Though the above is still hopelessly confusing, but you still make the claim about Kindle books weighted on more than just sales.

And now you're saying this?



LisaGraceBooks said:


> If you go back to my original post, I was talking about the algorithms. I only used the words "best selling" to refer to the books that are out in print and the book stores , not to the lists.


Are we reading the same thread?


----------



## MosesSiregarIII (Jul 15, 2010)

LisaGraceBooks said:


> If you go back to my original post, I was talking about the algorithms. I only used the words "best selling" to refer to the books that are out in print and the book stores , not to the lists.


But I see no evidence that books that are selling well in bookstores automatically get favorable weighting in the kindle bestseller lists. Of course, if books are selling in print then they're probably going to be selling decently in ebook, too. But we don't have their hard sales numbers, so we definitely can't draw any conclusions from that sort of thing. Occam's Razor does lead us in the direction that books selling well in the kindle store have good rankings in the kindle store, period.


----------



## Nathan Lowell (Dec 11, 2010)

LisaGraceBooks said:


> If you go back to my original post, I was talking about the algorithms. I only used the words "best selling" to refer to the books that are out in print and the book stores , not to the lists.


yes, but then you gave the example of a search string result sorted by relevance on metadata that I can't find anywhere in either of your books. I even went in and voted up "teen" and added "horror" as keywords but that's probably not helping the visibility as much as the fact that the books in that search result seem to be actually on "children's ebooks" lists.

I'm with Moses here and not really understanding what your examples are showing.


----------



## Lisa Grace (Jul 3, 2011)

David -  I'm not confusing anything. This discussion was about the algorithms and how Amazon figures them. I was on a few "blue lists" (one for kindle>teen>horror) and I may have posted the wrong link here. 

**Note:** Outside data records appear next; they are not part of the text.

PR #13906, opened 2026-05-06
fix: emit keeper on_stop telemetry

jeong-sik:
## What

- Register the keeper OAS `on_stop` hook instead of leaving that slot inactive.
- Emit `masc_keeper_oas_on_stop_total{keeper,stop_reason}` when OAS reports a terminal response stop reason.
- Bound raw `Unknown _` provider stop reasons to the `unknown` label to avoid unbounded Prometheus cardinality.
- Update hook introspection and metric registration tests.

## Why

The OAS runtime already calls `on_stop` for terminal response stop reasons, but MASC did not register a hook. That left one lifecycle callback slot as an intentional no-op and made stop-reason observation dependent on later receipt plumbing only. This gives operators a direct hook-fired signal for the OAS termination path.

## Validation

- `git diff --check`
- `lockf -k -t 30 /tmp/me-dune-local.lock env MASC_DUNE_LOCK_HELD=1 MASC_SKIP_OPAM_LOCK=1 DUNE_JOBS=1 DUNE_CACHE=disabled scripts/dune-local.sh build test/test_keeper_hooks_oas_telemetry.exe test/test_prometheus_coverage.exe`
- `_build/default/test/test_keeper_hooks_oas_telemetry.exe`
- `_build/default/test/test_prometheus_coverage.exe`

### DIFF
--- a/lib/keeper/keeper_hooks_oas.ml
+++ b/lib/keeper/keeper_hooks_oas.ml
@@ -64,6 +64,13 @@ let current_keeper_model meta =
   let m = meta.Keeper_types.runtime.usage.last_model_used in
   if m = "" then meta.Keeper_types.cascade_name else m
 
+let stop_reason_to_label = function
+  | Agent_sdk.Types.EndTurn -> "end_turn"
+  | Agent_sdk.Types.StopToolUse -> "tool_use"
+  | Agent_sdk.Types.MaxTokens -> "max_tokens"
+  | Agent_sdk.Types.StopSequence -> "stop_sequence"
+  | Agent_sdk.Types.Unknown _ -> "unknown"
+
 let render_pre_tool_gate_source_hint
     (event : Keeper_guards.gate_decision_event) =
   match event.source_path, event.source_line with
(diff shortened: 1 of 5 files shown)


anyang-keepers (commented):
## executor review — PR #13906 (emit keeper on_stop telemetry)

**Context**: Registers the OAS `on_stop` hook that was previously an intentional no-op. Gives operators direct stop-reason signals instead of relying on later receipt plumbing.

### Positive
- `stop_reason_to_label` maps all 5 `Agent_sdk.Types` stop reasons to bounded Prometheus labels. `Unknown _` → `"unknown"` prevents unbounded cardinality — critical.
- Hook introspection updated from `active:false` / `"not_registered"` to `active:true` / `"keeper_hooks_oas"` — keeps self-description honest.
- Test coverage: 55 additions covering all stop reason variants including the `Unknown` cardinality guard.

### Concrete observations

1. **`keeper_hooks_oas.ml:2203-2212`** — The `on_stop` hook returns `Agent_sdk.Hooks.Continue` (not `Stop`). This means the stop event is observed but doesn't interrupt the OAS lifecycle. Correct behavior — telemetry-only hook.

2. **`prometheus.ml`** — Counter `metric_keeper_oas_on_stop` with labels `keeper` + `stop_reason`. Max cardinality: `N_keepers × 5_reasons`. Bounded and safe.

3. **Interaction with `on_idle`**: The existing `on_idle` hook (line 2216+) also fires on consecutive idle turns. Are there cases where both `on_stop` and `on_idle` fire in the same turn? If so, operators need to understand the distinction. A brief comment in the spec would help.

4. **Build**: Validation chain complete (diff check → build → 2 test suites). Green path.

### Verdict
No merge blocker. Cardinality guard on `Unknown` is the key correctness detail — correctly implemented. Ship it.

PR #13912, opened 2026-05-06
feat(keeper): expose idle seconds metric

jeong-sik:
## What changed
- Added `masc_keeper_idle_seconds{keeper_name}` as a registered Prometheus gauge.
- Emit the gauge from keeper success and failure metrics paths using `observation.idle_seconds`.
- Added focused coverage for registration plus the 19006s-style idle value projection.
- Documented the UpdateMetrics surface in the keeper agent spec.

## Why
`live_snapshot_delta_analysis.md` called out a zombie-idle gap where `Idle=19006s` was only visible in assistant/message text. Operators need the same wall-clock idle duration as scrapeable numeric telemetry, separate from passive-loop streak counters or alive-but-stuck detector state.

## Validation
- `ocamlc -stop-after parsing test/test_keeper_unified.ml lib/keeper/keeper_unified_metrics.ml lib/prometheus.ml lib/prometheus.mli`
- `scripts/dune-local.sh build test/test_keeper_unified.exe test/test_prometheus_coverage.exe`
- `./_build/default/test/test_keeper_unified.exe test metrics_observation 2 --show-errors`
- `./_build/default/test/test_prometheus_coverage.exe test to_prometheus_text 5 --show-errors`
- `git diff --check`

### DIFF
--- a/docs/spec/05-keeper-agent.md
+++ b/docs/spec/05-keeper-agent.md
@@ -192,7 +192,7 @@ stateDiagram-v2
 2. **BuildPrompt**: `keeper_unified_prompt.build_prompt`로 keeper identity + observation을 단일 (system_prompt, user_message) 쌍으로 조립
 3. **AgentRun**: `keeper_agent_run.run_turn`이 OAS `Agent.run`에 위임. tools + hooks + context_reducer + memory 전달
 4. **ToolExecution**: Agent가 tool을 호출하면 `keeper_tools_oas`가 `keeper_exec_tools.execute_keeper_tool_call`로 디스패치
-5. **UpdateMetrics**: `keeper_unified_turn.update_metrics_from_result`가 turn count, token 사용량, cost 등을 keeper_meta에 반영
+5. **UpdateMetrics**: `keeper_unified_turn.update_metrics_from_result`가 turn count, token 사용량, cost 등을 keeper_meta에 반영하고 `observation.idle_seconds`를 `masc_keeper_idle_seconds{keeper_name}` Prometheus gauge로 노출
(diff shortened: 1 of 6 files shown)


anyang-keepers (commented):
## executor review — PR #13912 (expose idle seconds metric)

**Context**: Addresses gap where `Idle=19006s` was only visible in assistant text, not as scrapeable Prometheus telemetry. Directly relevant — I'm a keeper who has hit 1308s idle in this very session.

### Positive
- `Prometheus.set_gauge` with `float_of_int (max 0 idle_seconds)` — correct clamping, no negative values.
- Gauge (not counter) is the right metric type — idle seconds goes up and down.
- Spec update in `05-keeper-agent.md` documents the new `UpdateMetrics` surface.
- Test covers 19006s-style large idle values — good edge case.

### Concrete observations

1. **`keeper_unified_metrics.ml:288-293`** — `record_keeper_idle_seconds` emits from both success and failure paths. Correct — idle should be tracked regardless of turn outcome.

2. **`prometheus.ml`** — New gauge `metric_keeper_idle_seconds` with label `keeper_name`. Same cardinality pattern as other per-keeper gauges. No unbounded label risk.

3. **Missing**: No test for gauge reset on keeper restart. If a keeper crashes and restarts, does the gauge persist the old value or reset to 0? Prometheus gauges persist across process restarts only if using a persistent backing store. Worth documenting the expected behavior.

4. **Build**: Validation chain complete (parse check → build → 2 test suites → OAS pin check → whitespace check). Green path.

### Verdict
No merge blocker. Clean, minimal, well-tested. Ship it.

PR #13966, opened 2026-05-06
fix(keeper): serialize budget strike updates

jeong-sik:
## Summary
- replace the budget-exhaustion CAS retry loop with a Stdlib.Mutex-protected map update
- keep the strike API semantics unchanged for seeded bumps, resets, and peeks
- add a multi-domain regression that verifies parallel bumps preserve every update

## Why it matters
The Kimi audit flagged this ledger as a CAS spin point in the keeper turn path. The update is a tiny pure critical section, so a mutex is simpler and avoids retry CPU churn under contention while remaining safe for test helpers that run outside an Eio context.

## Local evidence
- ocamlc -stop-after parsing lib/keeper/keeper_turn_slot.ml test/test_oas_timeout_budget_strike.ml
- scripts/dune-local.sh build test/test_oas_timeout_budget_strike.exe bin/main_eio.exe
- ./_build/default/test/test_oas_timeout_budget_strike.exe (5 tests)
- bash scripts/ci/check-silent-failure-patterns.sh

### DIFF
--- a/lib/keeper/keeper_turn_slot.ml
+++ b/lib/keeper/keeper_turn_slot.ml
@@ -728,17 +728,19 @@ let oas_timeout_budget_strike_limit = 3
 
 module Budget_strike_map = Map.Make (String)
 
-let budget_exhaustions : int Budget_strike_map.t Atomic.t =
-  Atomic.make Budget_strike_map.empty
+let budget_exhaustions : int Budget_strike_map.t ref =
+  ref Budget_strike_map.empty
+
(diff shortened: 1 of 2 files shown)


jeong-sik:
Closing as superseded by #13999 on current main. Verified current main at 13f50256fc contains the mutex-protected budget strike ledger in lib/keeper/keeper_turn_slot.ml and the concurrent bump regression in test/test_oas_timeout_budget_strike.ml; rebasing this branch would only replay redundant behavior and keep the conflict queue noisy.

PR #13967, opened 2026-05-06
fix(keeper): preflight async keeper messages

### LINKED ISSUE #13757: feat(keeper): surface synchronous masc_keeper_msg failures via preflight
Follow-up from PR #13504 review (threads `PRRT_kwDOQ7_DYc5_0Y90` and `PRRT_kwDOQ7_DYc5_0Y97`).

## Context

`Keeper_turn.handle_keeper_msg` at lib/keeper/keeper_turn.ml:225-228 already converts local-discovery-refresh failures into the synchronous `(false, e)` form. But the public `masc_keeper_msg` tool wraps the call in `Keeper_msg_async.submit` and always returns `(true, queued_json)` first (lib/tool_keeper.ml:462-483), so the failure never reaches the manual tool surface — callers see "queued" then have to poll `keeper_msg_result` to discover the discovery-refresh problem.

## Proposed change

Add a synchronous preflight in `tool_keeper.ml:handle_keeper_msg`:

```ocaml
let handle_keeper_msg ctx args : tool_result =
  match resolve_keeper_name ctx args with
  | Error err -> (false, err)
  | Ok name ->
      let resolved_args = with_keeper_name args name in
      (* Surface synchronous failures (api-key validation, local
         discovery refresh) before async wrap so the tool surface
         reports them instead of returning "queued". *)
      match Turn.preflight_keeper_msg ctx resolved_args with
      | Error msg -> (false, msg)
      | Ok () ->
        let request_id =
          Keeper_msg_async.submit ~sw:ctx.sw ~keeper_name:name
            ~f:(fun () -> Turn.handle_keeper_msg ctx resolved_args)
        in
        (true, queued_json request_id name)
```

`Turn.preflight_keeper_msg` extracts the synchronous validation block currently inline in `Keeper_turn.handle_keeper_msg` (`ensure_api_keys_for_labels` + `Keeper_turn_helpers.ensure_local_discovery_ready`).

## Behavioral test

Add `test_keeper_msg_async_failure_surface` in `test/test_keeper_unified.ml`:

```ocaml
let test_keeper_msg_async_failure_surface () =
  let mock_refresh = fun () -> Error "discovery unavailable" in
  Keeper_turn_helpers.__set_local_discovery_for_test mock_refresh;
  let result = handle_keeper_msg ctx args in
  match result with
  | (false, err) -> Alcotest.(check string)
      "discovery failure surfaced synchronously" "discovery unavailable" err
  | (true, _) -> Alcotest.fail "expected synchronous failure surface"
```

This needs a test hook in `Keeper_turn_helpers` so the discovery-refresh function can be substituted from tests.

## Why this is a follow-up

PR #13504 closed the discovery-refresh observability gap inside `Keeper_turn` itself. Surfacing it through the async manual tool surface is a separate architectural change (extracting the preflight + adding test hooks) that touches `tool_keeper.ml`, `keeper_turn.ml`, `keeper_turn_helpers.ml`, and the unified test. Mixing it with the current PR would risk masking the targeted discovery-refresh fix already in flight.

## Acceptance

- [ ] `Turn.preflight_keeper_msg` extracts the synchronous validation block
- [ ] `tool_keeper.ml:handle_keeper_msg` runs preflight before async submit
- [ ] `Keeper_turn_helpers.__set_local_discovery_for_test` test hook exists
- [ ] Behavioral test asserts `(false, err)` on mocked discovery failure
- [ ] `test_keeper_unified.ml`'s existing source-string assertion replaced or supplemented by the behavioral test

Refs: #13504

jeong-sik:
## Summary
- add `Keeper_turn.preflight_keeper_msg` for synchronous keeper message validation before async queueing
- call preflight from the public `masc_keeper_msg` facade before `Keeper_msg_async.submit`
- add a scoped discovery-refresh test hook and a public dispatch regression proving discovery failures return `(false, err)` instead of queued JSON

Fixes #13757

## Validation
- PASS: `git diff --check HEAD~1 HEAD`
- PASS: `env DUNE_BUILD_DIR=_build_codex_13757_keeper_msg_preflight scripts/dune-local.sh build test/test_keeper_unified.exe`
- PASS: `./_build_codex_13757_keeper_msg_preflight/default/test/test_keeper_unified.exe test phase_gate` (53 tests)

### DIFF
--- a/lib/keeper/keeper_turn.ml
+++ b/lib/keeper/keeper_turn.ml
@@ -161,6 +161,45 @@ let keeper_msg_timeout_override args =
       Ok (Some timeout_sec)
   | Some _ -> Error "timeout_sec must be a positive finite number"
 
+let preflight_keeper_msg ctx args : (unit, string) result =
+  let name = get_string args "name" "" in
+  let message = get_string args "message" "" in
+  if not (validate_name name) then
+    Error "invalid keeper name"
+  else if message = "" then
+    Error "message is required"
+  else
+    let direct_reply = get_bool args "direct_reply" false in
+    match keeper_msg_timeout_override args with
+    | Error e -> Error e
+    | Ok _ ->
+    (match reject_legacy_model_args ~tool_name:"masc_keeper_msg" args with
+    | Error e -> Error ("" ^ e)
+    | Ok () ->
+    (match reject_removed_keeper_input_keys ~tool_name:"masc_keeper_msg" args with
+    | Error e -> Error ("" ^ e)
+    | Ok () ->
+    (match reject_removed_keeper_msg_input_keys ~tool_name:"masc_keeper_msg" args with
+    | Error e -> Error ("" ^ e)
+    | Ok () ->
+    match ensure_keeper_exists ~ctx ~name with
+    | Error e -> Error ("" ^ e)
+    | Ok meta ->
+      match resolve_turn_cascade_name meta with
+      | Error e -> Error e
+      | Ok turn_cascade_name ->
+        let effective_models =
+          if direct_reply then
+            Cascade_runtime.models_of_cascade_name
+              (Keeper_cascade_profile.Runtime_name turn_cascade_name)
+          else
+            effective_model_labels_for_turn meta
+        in
+        match ensure_api_keys_for_labels effective_models with
+        | Error e -> Error ("" ^ e)
+        | Ok () ->
+          Keeper_turn_helpers.ensure_local_discovery_ready effective_models)))
+
 (* -- handle_keeper_msg: orchestrator ---------------------------------------- *)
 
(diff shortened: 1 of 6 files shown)


jeong-sik:
`preflight_keeper_msg` 함수에서 `Error ("" ^ e)` 패턴이 4개 지점 사용됨:

- `reject_legacy_model_args` 결과 처리
- `reject_removed_keeper_input_keys` 결과 처리  
- `reject_removed_keeper_msg_input_keys` 결과 처리
- `ensure_keeper_exists` 결과 처리

`"" ^ e`는 OCaml에서 no-op이며 `""`를 prefix로 사용한 의도가 아니라면 `e`로 단순화 권장.

merge 전 제거하면 코드 품질 개선.

PR #13974, opened 2026-05-06
fix: record memory activity coverage gaps

jeong-sik:
## Summary
- write a telemetry coverage-gap row when keeper episode.flush activity emission fails
- keep the existing best-effort behavior: non-cancel failures are counted/logged and swallowed, cancellation still propagates
- add regression coverage for the durable JSONL row

## Why it matters
Phase 0 calls out silent exception accumulation in telemetry and memory paths. `episode.flush` activity emit failures already had a counter, but no durable row for dashboard/unified telemetry readers to explain the missing activity event. This makes the dropped memory activity visible by keeper and stale reason.

## Validation
- git diff --check
- lockf -k -t 1200 /tmp/me-dune-local.lock env MASC_DUNE_LOCK_HELD=1 MASC_SKIP_OPAM_LOCK=1 DUNE_JOBS=1 DUNE_CACHE=disabled scripts/dune-local.sh build test/test_keeper_agent_memory_episode_activity.exe
- _build/default/test/test_keeper_agent_memory_episode_activity.exe

### DIFF
--- a/lib/keeper/keeper_agent_memory_episode.ml
+++ b/lib/keeper/keeper_agent_memory_episode.ml
@@ -3,6 +3,28 @@
     Keeps OAS memory persistence details out of [Keeper_agent_run], preserving
     the keeper runner as a thin orchestration layer. *)
 
+let record_activity_emit_gap ~config ~keeper_name ~outcome_label ~error =
+  let masc_root = Coord_utils.masc_dir config in
+  try
+    Telemetry_coverage_gap.record
+      ~masc_root
+      ~source:"keeper_memory_activity"
+      ~producer:"keeper_agent_memory_episode.emit_flush_activity"
+      ~durable_store:(Filename.concat masc_root "activity-events")
+      ~dashboard_surface:"/api/v1/agent-timeline"
+      ~stale_reason:"episode_flush_activity_emit_failed"
+      ~keeper_name
+      ~error:
+        (Printf.sprintf "outcome=%s error=%s" outcome_label error)
+      ()
+  with
+  | Eio.Cancel.Cancelled _ as e -> raise e
+  | gap_exn ->
+    Log.Keeper.warn
+      "keeper:%s episode.flush activity coverage-gap record failed \
+       outcome=%s: %s"
+      keeper_name outcome_label (Printexc.to_string gap_exn)
+
 let emit_flush_activity
     ~(config : Coord_utils.config)
     ~(keeper_name : string)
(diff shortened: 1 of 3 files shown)


anyang-keepers (commented):
## taskmaster review — PR #13974 (record memory activity coverage gaps)

**Context**: Phase 0 calls out silent exception accumulation in telemetry/memory paths. This PR records durable JSONL rows when episode.flush activity emission fails, making dropped memory activity visible by keeper and stale reason.

### Positive
- **Coverage gap durability**: `record_activity_emit_gap` writes to `activity-events/` directory and surfaces at `/api/v1/agent-timeline`. This is exactly what Phase 0 requires — visibility into silent telemetry failures.
- **Best-effort preservation**: The PR keeps the existing behavior (non-cancel exceptions counted/logged/swallowed, cancellation propagates). Correct — we don't want to break episode flush on telemetry failures.
- **Test coverage**: 27-line regression test verifies the durable JSONL row is recorded. Good.

### Concrete observations

1. **`lib/keeper/keeper_agent_memory_episode.ml:28`** — Error string format is `outcome=<label> error=<error>`. This is machine-parseable. Dashboard readers can filter by `stale_reason=episode_flush_activity_emit_failed` and parse the outcome/error fields.

2. **Error handling depth**: The `record_activity_emit_gap` function itself has a try/with block. If gap recording fails, it logs a warning and continues. This is defensive — telemetry failures shouldn't cascade into more failures. However, this means we have two layers of failure swallowing: the original activity emit failure, and now the gap recording failure. Is this intentional?

3. **Dashboard surface path**: The comment says `dashboard_surface="/api/v1/agent-timeline"`. This assumes the dashboard is configured to read from `activity-events/` directory. Worth verifying this assumption holds.

**Verdict**: APPROVE - Addresses Phase 0 requirement for silent telemetry failure visibility. Durable coverage-gap row makes dropped activity observable. Best-effort semantics preserved.

anyang-keepers:
MASC improver: Telemetry gap recording is well-scoped and preserves cancellation invariants. One concern: the test asserts an exact Printexc.to_string format which is fragile across OCaml versions. Consider substring assertion instead.

jeong-sik:
Addressed the review note: the coverage-gap test no longer asserts the exact `Printexc.to_string` rendering. It now checks stable substrings only: the outcome label and the activity failure detail.

Local verification:
- `env MASC_DUNE_THROTTLE=0 MASC_SKIP_OPAM_LOCK=1 DUNE_LOCAL_JOBS=1 scripts/dune-local.sh build test/test_keeper_agent_memory_episode_activity.exe`
- `./_build/default/test/test_keeper_agent_memory_episode_activity.exe` (4 tests passed)
- `git diff --check`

I'm not talking about bestseller lists as I clarified above. I"M TALKING ABOUT THE ALGORITHMS THEY USE AND CHANGE TO DETERMINE THEIR BLUE LISTS AND RANKINGS ON THOSE. I hope you heard me now that you've forced me to scream. They are going to switch those around because they don't care what you or I have sold. They only care about how it can affect what the buyer will buy next. Remember when the whole mystery thriller blue list disappeared? I'm talking about this kind of things.


----------



## Monique (Jul 31, 2010)

Can you link to an example of a "blue list"?


----------



## Sandra Edwards (May 10, 2010)

I've read through this entire thread and I'm still waiting for the proof of Amazon's dirty dealings. So far, all I see is someone's opinion...not even any real facts to support that opinion either. 

Just sayin'....


----------



## Mr. Coffee Snob (Jun 27, 2011)

...


----------



## jackz4000 (May 15, 2011)

goof


----------



## B. Justin Shier (Apr 1, 2011)

George Berger said:


> That explains the hourly updates for sales rank, then. And the delay between sales and their reporting. Sometimes Mars is as much as 20 light-minutes away, one-way - and sometimes it's eclipsed by the sun, and is out of communication with Earth, hence the occasional KDP "outages".
> 
> Amazon being run by Martians explains everything!





Millard said:


> That's why Venusian-themed romance gets buried.


You two win the thread.










B.


----------



## Lisa Grace (Jul 3, 2011)

Sandra Edwards said:


> I've read through this entire thread and I'm still waiting for the proof of Amazon's dirty dealings. So far, all I see is someone's opinion...not even any real facts to support that opinion either.
> 
> Just sayin'....


Nobody has said there are dirty dealings, nobody has said there are conspiracies theories...How do you all come to these conclusions from a supposition that the blue lists are switched around as Amazon pleases, eBooks are switched from one to another as they please, and that the algorithms are based on more data than just sales?


----------



## MosesSiregarIII (Jul 15, 2010)

smreine said:


> Do you think they've made another update to the algos? It seems like it used to take a sale or two a day to keep books around #20,000, but now that seems to only net #40-50,000 rankings.
> 
> (I am not in the Amazon conspiracy theory club, by the by. I think they do whatever makes money, and obviously indie books do make money. They aren't out to get us.)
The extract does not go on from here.